• For any query, contact us at
  • +91-9872993883
  • +91-8283824812
  • info@ris-ai.com

Support Vector Machines in Python

>>>>Learn Machine learning on finger tips in limited time period *** CAll NOW (9872993883)!!!!! ***

...After reading this entire blog you will be able to learn Machine Learning Alogirthm in very easy STEPS. Anybody with no prior knowledge of ML can do this algorithm easily.

What is Support Vector Machine (SVM)?

A Support Vector Machine (SVM) is a supervised Machine Learning Model that uses classification algorithms for two-group classification problems. After giving an SVM model sets of labeled training data for each category, they’re able to categorize new text.

>> a fast and dependable classification algorithm that performs very well with a limited amount of data to analyze

At first approximation what SVMs do is to find a separating line(or hyperplane) between data of two classes. SVM is an algorithm that takes the data as an input and outputs a line that separates those classes if possible.SVM tries to make a decision boundary in such a way that the separation between the two classes(that street) is as wide as possible.

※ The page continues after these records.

PR #3341, opened 2025-01-02
fix(BA-438): Libc version not parsed on image without metadata label

kyujin-cho:
Follow-up PR of #3173 and #2582. On #3173 we forced `Entrypoint` value as `sh` to force override the value set from the image, but it caused another shell script evaluation error. Along with that it seems that we can just let container use docker system's default value by passing `[""]` as the `Entrypoint` config.

- [ ] Test case(s) to:
- [ ] Documentation

### DIFF
--- a/changes/3341.fix.md
+++ b/changes/3341.fix.md
@@ -1,0 +1,1 @@
+Fix image without metadata label not working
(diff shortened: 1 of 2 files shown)


HyeockJinKim (approved):
lgtm

PR #3363, opened 2025-01-04
fix(BA-432): Enforce VFolder name length restriction through the API schema

### LINKED ISSUE #3334: Allow Deletion of Vfolders with Names Longer Than 40 Characters
## Summary  

- The manager fails to delete a vfolder when its name exceeds 40 characters.
  ## History

- Previously, an issue occurred where attempting to create a new vfolder during the deletion of an existing vfolder with the same name would result in a failure due to name conflicts. To resolve this, manager was updated to modify the vfolder’s name during deletion.
- However, this solution introduced a new issue: if the original vfolder name is within the 60-character limit, appending a postfix during deletion can cause the name to exceed the limit.
- With this fix, the manager should still allow the creation of new vfolders with the same name during the deletion process, even if deletion takes a longer time.
- [https://github.com/lablup/backend.ai/blob/aa97730d72f7578bb844b5b6b40e75144e3f84e2/src/ai/backend/manager/models/vfolder.py#L1074-L1075](https://github.com/lablup/backend.ai/blob/aa97730d72f7578bb844b5b6b40e75144e3f84e2/src/ai/backend/manager/models/vfolder.py#L1074-L1075|smart-link)
  ## Steps to Reproduce  

1. Create a vfolder with a name longer than 40 characters.
1. Attempt to delete the vfolder.
1. Observe the failure and the delete-error state, leaving the vfolder undeletable.
   ## Expected Behavior  

- Backend.ai should successfully delete vfolders with names between 40 and 60 characters.
  ## Actual Behavior  

- Deletion fails when the vfolder name exceeds 40 characters. The vfolder remains in a delete-error state and cannot be deleted.
  ## Logs/Errors  

-

fregataa:
resolves #3334 

Enforce VFolder name length restriction through the API schema, not by the DB column constraint.
- Increase the length constraint of the `vfolders.name` column from 64 to 128.
- Set the maximum length of the VFolder name to 64 characters in the create/rename API.
- Refactor the VFolder create/rename API schema definition using Pydantic models.

- [ ] Test case(s) to:

----
📚 Documentation preview 📚: https://sorna--3363.org.readthedocs.build/en/3363/

----
📚 Documentation preview 📚: https://sorna-ko--3363.org.readthedocs.build/ko/3363/


src/ai/backend/common/typed_validators.py
```diff
@@ -156,3 +158,26 @@ def session_name_validator(s: str) -> str:
...
 """Validator with extended re.ASCII option to match session name string literal"""
+
+
+def _vfolder_name_validator(name: str) -> str:
+    """
+    Although the length constraint of the `vfolders.name` column is 128,
+    we limit the length to 64 in the create/rename API
+    because we append a timestamp of deletion to the name when VFolders are deleted.
+    """
+    if (name_len := len(name)) > 64:
```
HyeockJinKim: Rather than using hardcoded constant values, it would be better to declare and use them as Const values.
This improves the readability of the logic. Additionally, if the specifications change in the future, it will be easier to make consistent updates.

src/ai/backend/manager/models/vfolder.py
```diff
@@ -512,6 +513,12 @@ def vfid(self) -> VFolderID:
         return VFolderID(self.quota_scope_id, self.id)
 
 
+# Although the length constraint of the `vfolders.name` column is 128,
+# we limit the length to 64 in the create/rename API
+# because we append a timestamp of deletion to the name when VFolders are deleted.
+VFolderNameTrafaret = tx.Slug(allow_dot=True, max_length=64)
```
HyeockJinKim: Please update all `64` constants representing the length of the vfolder name to use a defined constant.
Also, kindly replace all 128 magic number with a properly defined constant as well. @fregataa

fregataa: I removed this type definition since it is not used anywhere

src/ai/backend/common/defs.py
```diff
@@ -10,3 +11,33 @@
...
+    "/srv",
+    "/sys",
+    "/tmp",
+    "/usr",
+    "/var",
+    "/home",
+]
+RESERVED_VFOLDER_PATTERNS = [re.compile(x) for x in _RESERVED_VFOLDER_PATTERNS]
+API_VFOLDER_LENGTH_LIMIT: Final[int] = 128
+MODEL_VFOLDER_LENGTH_LIMIT: Final[int] = 64
```
HyeockJinKim: Aren’t the two values set in reverse? @fregataa

fregataa: thanks! it was my mistake

HyeockJinKim (approved):
lgtm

Support Vector Machines in Python

STEP WISE representation on how Support Vector Machine (SVM) works in very easy language in given below:

1. Importing Different Libraries

In [10]:
import pandas as pd
from sklearn import svm
from sklearn.model_selection import train_test_split
from sklearn import metrics

2. Read data from csv file

*(Comma Separated Values file) is a type of plain text file that uses specific structuring to arrange tabular data Here is the link to download csv file ( )

In [15]:
dataset = pd.read_csv('Social_Network_Ads.csv')

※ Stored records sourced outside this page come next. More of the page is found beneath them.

PR #3387, opened 2025-01-06
fix(BA-459): password based SSH login not working

### LINKED ISSUE #3386: Password based authentication not working when connecting to container with SSH
## Summary  

- Can't log in with random generated password when establishing SSH connection to kernel on certain images
  ## Steps to Reproduce  

1. Start a session from NGC 23.09 PyTorch image
1. Try to connect to shell via SSH with password on Backend.AI Desktop app
   ## Expected Behavior  

- Login should work fine
  ## Actual Behavior  

- Login fails with "Incorrect password" error
  ## Root Causes  

- Unlike OpenSSH, dropbear does not support authenticating linux users whose password is hashed with `yescrypt` method. Since certain NGC images defaults password hash algorithm to `yescrypt` (check `/etc/pam.d/common-password`) this blocked users from logging in to the shell via password.We can work around this limitation by forcing `chpassword` to use hash algorithms supported by dropbear (e.g. `SHA256` or `SHA512`) when updating user password on `entrypoint.sh`.

kyujin-cho:
Resolves #3386.

### DIFF
--- a/src/ai/backend/runner/entrypoint.sh
+++ b/src/ai/backend/runner/entrypoint.sh
@@ -55,7 +55,7 @@ if [ $USER_ID -eq 0 ]; then
     /opt/backend.ai/bin/python -s /opt/kernel/fantompass.py > "$HOME/.password"
     export ALPHA_NUMERIC_VAL=$(cat $HOME/.password)
     chmod 0644 "$HOME/.password"
-    echo "work:$ALPHA_NUMERIC_VAL" | chpasswd
+    echo "work:$ALPHA_NUMERIC_VAL" | chpasswd -c SHA512
   fi
 
   echo "Executing the main program..."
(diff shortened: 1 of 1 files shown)


src/ai/backend/runner/entrypoint.sh
```diff
@@ -55,7 +55,7 @@ if [ $USER_ID -eq 0 ]; then
     /opt/backend.ai/bin/python -s /opt/kernel/fantompass.py > "$HOME/.password"
     export ALPHA_NUMERIC_VAL=$(cat $HOME/.password)
     chmod 0644 "$HOME/.password"
-    echo "work:$ALPHA_NUMERIC_VAL" | chpasswd
+    echo "work:$ALPHA_NUMERIC_VAL" | chpasswd -c SHA512
```
HyeockJinKim, line 58: In the case where the issue occurred, there shouldn’t be a problem since there were no previously stored hash values, right?
In the normal operation scenario, hash values would have been stored, but changing the hashing algorithm shouldn’t cause any issues?

kyujin-cho: I can find that Ubuntu introduced SHA512 password hashing algorithm at [8.10](https://jonmccune.wordpress.com/2009/07/28/1-vs-6-in-etcshadow/) and RHEL from [5](https://access.redhat.com/solutions/221403). So yes, at least for the Linux distros supported by Backend.AI, it will be fine to fix the password hashing method as SHA512.

HyeockJinKim (approved):
lgtm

3. After reading csv file,do partitioning of data of input features and target data

In [16]:
x = dataset.iloc[:, [2, 3]].values  # take features data and
y = dataset.iloc[:, 4].values  # target data

4. We take training dataset as x_train and y_train, and testing data sets as x_test and y_test by taking size 0.3

In [17]:
x_train, x_test, y_train, y_test = train_test_split(x, y, test_size=0.3)

5. Fit training data in the Support Vector machine present with different Hyperparameters and to predict the output¶

In [18]:
model = svm.SVC(kernel='linear', C=100, gamma=1)
model.fit(x_train, y_train)
model.score(x_train, y_train)
y_pred = model.predict(x_test)
print(y_pred)
[0 0 0 0 0 1 0 0 0 0 1 0 1 0 0 0 0 0 0 0 0 1 0 0 0 1 1 0 1 0 0 1 0 0 0 1 1
 0 0 0 0 0 0 1 0 0 0 0 0 0 0 0 0 0 0 1 0 0 1 0 0 0 1 1 1 1 1 0 0 0 0 0 0 1
 0 0 0 0 0 0 0 0 1 0 0 0 1 0 0 0 0 1 1 1 0 0 0 1 0 1 0 0 0 0 0 1 0 0 0 1 1
 0 0 0 0 0 0 0 1 0]

Hyperparameters used in SVM:

kernel:

kernel parameters selects the type of hyperplane used to separate the data. Using ‘linear’ will use a linear hyperplane (a line in the case of 2D data). ‘rbf’ and ‘poly’ uses a non linear hyper-plane for linear data it always be ‘linear’ and for non linear data it always be ‘rbf’ or ‘poly’.

C:

It controls the trade off between smooth decision boundary and classifying training points correctly. A large value of c means you will get more training points correctly.

Gamma:

It defines how far the influence of a single training example reaches. If it has a low value it means that every point has a far reach and conversely high value of gamma means that every point has close reach.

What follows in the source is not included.